##### Records for the exercise
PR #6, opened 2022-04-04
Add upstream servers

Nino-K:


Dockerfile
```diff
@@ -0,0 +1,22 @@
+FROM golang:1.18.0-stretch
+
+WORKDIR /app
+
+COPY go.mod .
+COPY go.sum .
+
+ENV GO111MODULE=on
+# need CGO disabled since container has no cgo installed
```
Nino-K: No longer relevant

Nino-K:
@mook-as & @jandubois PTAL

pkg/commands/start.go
##########
Activity: With every word kept as it is, set down the entries again.

Exercise result:
PR #6, opened 2022-04-04
Add upstream servers

Nino-K:


Dockerfile
```diff
@@ -0,0 +1,22 @@
+FROM golang:1.18.0-stretch
+
+WORKDIR /app
+
+COPY go.mod .
+COPY go.sum .
+
+ENV GO111MODULE=on
+# need CGO disabled since container has no cgo installed
```
Nino-K: No longer relevant

Nino-K:
@mook-as & @jandubois PTAL

pkg/commands/start.go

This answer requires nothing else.